Stay strict and do not deviate from your training or diet. PRACTICE! PRACTICE! PRACTICE! If you are going to use gymnastics (which is not a requirement) in your routine, you should train with your gymnastics coach at least two times per week, and train your gymnastic moves everyday. You should also train any dance, aerobic, or cheerleading moves that you will be using in your routine every day as well. It is not necessary to train so intensely for a local event if you have a good idea of what your competition is like and you are confident that you can make the top five to qualify for nationals. However, if you haven't trained properly it will show in your performance and in your presentation. If you expect to go to a national or world event without training properly, you won't have a good chance of placing well or winning for that matter. The national level is professional, and there are steps to making pro. The competition at this level is stiff. So be prepared the same for a local event, which are not easy to win either, as you would a regional or national event.
Tips When Training:
*Incorporate Plyometrics for powerful jumps and explosive leaps.
*Train your strength, gymnastics, dance, cheerleading moves, etc., at least 5-6x per week in a separate session from routine.
*Flexibility training should be done everyday for at least one hour minimum to include the entire body. Not just legs for splits. Include PNF Stretching: Proprioceptive Neuromuscular Facilitation in this regimen for greater range of motion and deeper stretches. Have your trainer help you by pushing you deeper into your stretch.

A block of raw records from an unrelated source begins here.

Issue #2378, opened 2025-06-06
Support all subsetting functions


johngrimes:
Spec link: https://hl7.org/fhirpath/#subsetting

This includes the following functions:

- single
- tail
- take
- skip
- last
- exclude
- intersect

PR #2587, opened 2026-04-11
feat: Support FHIRPath union() and combine() combining functions

### LINKED ISSUE #2384: Support combining functions
Spec link: https://hl7.org/fhirpath/#combining

This includes the `union` and `combine` functions.

### LINKED ISSUE #2588: bug: Quantity canonicalisation produces heterogeneous struct shapes, breaking repeat() over mixed-unit collections
## Summary

When a FHIRPath collection contains Quantity values with different structural shapes (for example, an indefinite calendar duration alongside a UCUM quantity, or UCUM quantities with different canonical units that normalise differently), applying `repeat($this)` over that collection fails. The failure originates in Pathling's Quantity canonicalisation: structurally-different Quantity literals produce structs whose subfields differ in **nullability**, and `repeat()` subsequently casts those struct elements to `VARIANT` for deduplication, which rejects the heterogeneous shape.

This bug is **independent of `combine()`** — `combine()` is simply the cleanest way to build a collection that exposes it, because it concatenates without deduplicating away the mismatched structs. The same underlying canonicalisation shape mismatch is also what produces the `wontfix` "Indefinite calendar duration union deduplication" exclusion (`(1 year | 12 months)`) in `fhirpath/src/test/resources/fhirpath-js/config.yaml`.

## Reproduction

Both expressions fail in Pathling and are currently excluded from the `fhirpath-js` reference test suite (`config.yaml:179-192`):

```fhirpath
(1 year).combine(12 months).repeat(\$this)
(3 'min').combine(180 seconds).repeat(\$this)
```

The first case mixes an indefinite calendar duration (year) with a definite one (month); the second mixes two UCUM units that canonicalise to different base representations.

## Root cause (suspected)

Pathling's Quantity encoding uses a struct with fields for the original value/unit/system/code plus canonicalised value/unit fields used for equality and comparison. Indefinite calendar durations (year, month) leave the canonical subfields **null**, whereas UCUM quantities populate them. When two literals of these different classes end up in the same array, the resulting Spark array contains structs whose subfield nullabilities are inconsistent.

`repeat()`'s deduplication path casts the element struct to `VARIANT`, and Spark's `VARIANT` casting is strict about schema homogeneity within an array, so the cast fails.

## Expected behaviour

`repeat(\$this)` over a heterogeneous Quantity collection should return the collection (each element is its own fixed point under `\$this`). It should not raise a canonicalisation/cast error.

## Suggested fix directions

1. **Normalise Quantity struct shape at encoding time** — emit a consistent schema where every subfield is always present (possibly with null values) regardless of whether the literal is a calendar duration or a UCUM quantity.
2. **Avoid `VARIANT` casting in `repeat()`** for struct-typed collections — use a deduplication strategy that honours the collection's comparator instead, mirroring the approach already used by `UnionOperator` / `CombiningLogic.dedupeArray` for types with custom equality.

Option 1 would also unblock the related `wontfix` exclusion on indefinite calendar duration union deduplication.

## Impact

- Currently blocks `repeat()` / deduplication-based operations over any collection that mixes structurally-different Quantity literals.
- Surfaces via `combine()` (new in #2384) but is a latent issue in the Quantity encoder, not in the combining functions.

## References

- Discovered while implementing #2384 (FHIRPath `union()` / `combine()` functions), PR #2587.
- Exclusion: `fhirpath/src/test/resources/fhirpath-js/config.yaml:179-192`.
- Related `wontfix` exclusion: "Indefinite calendar duration union deduplication" in the same file.

piotrszul:
## Summary

- Closes #2384 by implementing the FHIRPath `union(other)` and `combine(other)` functions from §6.5 Combining.
- Closes #2588 by fixing VOID-typed fields in Quantity literal structs that prevented `to_variant_object()` conversion in `repeat()`/`repeatAll()`.
- Both function forms are parser-desugared into `EvalOperator` ASTs so that `x.union(y)` is strictly equivalent to `x | y` (including inside iteration contexts such as `name.select(use.union(given))`), and `x.combine(y)` reaches a new peer `CombineOperator` that merges without deduplicating.
- Shared `CombiningLogic` helper holds the array-level merge primitives (Decimal normalization, comparator-aware dedup/concat) used by both `UnionOperator` and `CombineOperator`.

## Why parser desugaring

The spec explicitly declares `x.union(y)` to be synonymous with `x | y`, and the worked example `name.select(use.union(given)) ≡ name.select(use | given)` requires the `given` argument to resolve against the current iteration focus. Routing the argument through Pathling's standard function invocation path would evaluate `given` against `%context` (the outer root focus), losing the per-name iteration. Desugaring `x.union(y)` and `x.combine(y)` at parse time into operator-form ASTs gives this equivalence by construction, without refactoring `Composite.apply` / `EvalFunction` / `FunctionParameterResolver`.

The full design rationale lives in `openspec/changes/archive/2026-04-11-add-combining-functions/design.md`.

## Quantity VOID fix (#2588)

`QuantityEncoding.encodeLiteral` used `lit(null)` for absent fields, producing Spark `NullType` (VOID) in the struct schema. `to_variant_object()` rejects VOID fields, breaking `repeat($this)` over any Quantity literal collection. Fixed by casting the struct to `dataType()` after construction and fixing `FlexiDecimalSupport.toLiteral` to return a typed null.

`(3 'min').combine(180 seconds).repeat($this)` now passes. `(1 year).combine(12 months).repeat($this)` is reclassified as wontfix (year-to-month equality semantics, not a VOID type issue).

## Test plan

- [x] `mvn test -pl fhirpath -Dtest=CombiningFunctionsDslTest` — 78 new assertions covering the type matrix, duplicate-preservation, `union() ≡ \|` equivalence across 9 types (Boolean, Integer, Decimal, String, Date, DateTime, Time, Quantity, Coding), iteration-context pin-downs inside `select`, incompatible-type errors, and arity errors
- [x] `mvn test -pl fhirpath -Dtest=CombiningOperatorsDslTest` — 188/188 pass (refactor behaviour-preserving for `\|`)
- [x] `mvn test -pl fhirpath -Dtest=RepeatFunctionDslTest` — 23/23 pass including 2 new #2588 regression tests
- [x] `mvn test -pl fhirpath -Dtest=YamlReferenceImplTest` — 1821 run, 0 failures, 979 skipped; many previously-failing reference tests for `.combine(...)` now pass
- [x] `mvn test -pl fhirpath` — 6388 tests, no new failures

## Documentation

`site/docs/fhirpath/index.md` gains a new "Combining functions" section listing `union()` and `combine()`, and the `|` operator row cross-references the `union()` function.

### DIFF
--- a/encoders/src/main/scala/au/csiro/pathling/sql/types/FlexiDecimalSupport.scala
+++ b/encoders/src/main/scala/au/csiro/pathling/sql/types/FlexiDecimalSupport.scala
@@ -47,7 +47,7 @@ object FlexiDecimalSupport {
         lit(normalizedValue.scale()).as("scale")
       )
     } else {
-      lit(null)
+      lit(null).cast(FlexiDecimal.DATA_TYPE)
     }
   }
 
--- a/fhirpath/src/main/java/au/csiro/pathling/fhirpath/encoding/QuantityEncoding.java
+++ b/fhirpath/src/main/java/au/csiro/pathling/fhirpath/encoding/QuantityEncoding.java
@@ -253,17 +253,22 @@ public class QuantityEncoding {
   public static Column encodeLiteral(@Nonnull final FhirPathQuantity quantity) {
     final BigDecimal value = quantity.getValue();
     @Nullable final Ucum.ValueWithUnit canonical = canonicalOf(quantity);
+    // Cast the struct to the canonical Quantity schema so that fields set to lit(null) carry their
+    // declared types instead of Spark's NullType (VOID). VOID-typed fields prevent the struct from
+    // being converted to VARIANT, which is required by variantTransformTree in
+    // repeat()/repeatAll().
     return toStruct(
-        lit(null),
-        lit(value),
-        lit(value.scale()),
-        lit(null),
-        lit(quantity.getUnitName()),
-        lit(quantity.getSystem()),
-        lit(quantity.getCode()),
-        FlexiDecimalSupport.toLiteral(canonical != null ? canonical.value() : null),
-        lit(canonical != null ? canonical.unit() : null),
-        lit(null));
+            lit(null),
+            lit(value),
+            lit(value.scale()),
+            lit(null),
+            lit(quantity.getUnitName()),
+            lit(quantity.getSystem()),
+            lit(quantity.getCode()),
+            FlexiDecimalSupport.toLiteral(canonical != null ? canonical.value() : null),
+            lit(canonical != null ? canonical.unit() : null),
+            lit(null))
+        .cast(dataType());
   }
 
   /**
--- a/fhirpath/src/main/java/au/csiro/pathling/fhirpath/operator/CombineOperator.java
+++ b/fhirpath/src/main/java/au/csiro/pathling/fhirpath/operator/CombineOperator.java
@@ -28,15 +28,8 @@ import org.apache.spark.sql.Column;
  * of order in the resulting collection.
  *
  * <p>Unlike {@link UnionOperator}, {@code combine} does not deduplicate and does not need to
- * consult the collection's equality comparator. Type reconciliation, Decimal normalization, and
- * empty-operand dispatch are inherited from {@link SameTypeBinaryOperator}, and the array-level
- * merge primitive is shared with {@link UnionOperator} via {@link CombiningLogic}.
- *
- * <p>FHIRPath does not define a symbolic operator for {@code combine}. This class is reachable only
- * via the parser's invocation visitor, which desugars {@code x.combine(y)} into an {@code
- * EvalOperator} using this operator as the merge step. This mirrors the desugaring used by {@code
- * x.union(y)} and ensures that {@code combine()} honours the surrounding iteration context in the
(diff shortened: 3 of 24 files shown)


johngrimes:
@piotrszul Regarding the need for "desugaring"...

Have you given any thought to whether this will be required for other functions on the roadmap?

For example: #2378 

Do we have a limitation in our function implementation framework more generally?

piotrszul:
@johngrimes This is a very astute question and the answer it most likely yes (or it depends).

in essence the question is if 

`where(x.func(y))` 

resolves to
a)  `where($this.x.func($this.y))` 
b)  `where($this.x.func(%context.y))`

The specification is not clear on this (except for the union case)
The implementations work differently:
- .NET(firefly) : always (a)
- Aidbox: always(b)
- reference.js   (a) for union, combine, intersect, exclude, subsetOf, aggregate  and (b) for everything else. Possibly the difference in the specification is the type of the argument 'collection' vs 'String', 'Integer' etc).

We currently always do (b) with the exception of union and combine which effectively use (a) because of desugaring.

So yes, depending on what we choose we might need to extend the framework.

PR #2589, opened 2026-04-17
feat: Group evaluation results by context element

### LINKED ISSUE #2586: FHIRPath Lab API should group on each context element
There is an optional field in FHIRPath Lab called "Context Expression".

The way this works for other implementations is that the main expression is executed for each element returned by the context expression.

The Pathling FHIRPath Lab server doesn't currently work this way, it simply returns a single collection.

piotrszul:
## Summary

*Switch your weight training to intervals or a circuit two times per week if you begin to feel overloaded from training, and lighten your resistance or weight for two weeks then go back to your split routine. If you feel over-trained, take two to three complete days off entirely and rest. Reassess your training program and make adjustments.
*Other workout techniques include: Supersets, Trisets, and Pyramid Training. Large numbers of sets are usually not needed when training this way. However, do not train this way everyday. **Remember, you are training for fitness not bodybuilding.
*Limit two to three exercises per body part. It is not necessary to do several different exercises per body part. That over-fatigues, over-trains, and causes unnecessary soreness in the muscle. Besides, you're going to be doing plenty.
*Keep in mind that when training routine and strength moves that your entire body is being worked-out as well, so structure your weight training to routine training. For example: if you have several moves in your routine that require extensive tricep/bicep or shoulder strength, those body parts will be worked-out just by using your own body's weight, and may not require an overly intense weight training workout in addition to that. Train Smart!
*Stay within your target HR Range when doing aerobics so that you burn stored fat more efficiently. Anything over your Max. HR is only putting strain on your body. Do aerobics for at least 30-45 min. at a rigorous pace for endurance staying within your range.
*Train for Peak Performance!!! Not exhaustion. Stay Focused! Stay Positive! Be Confident!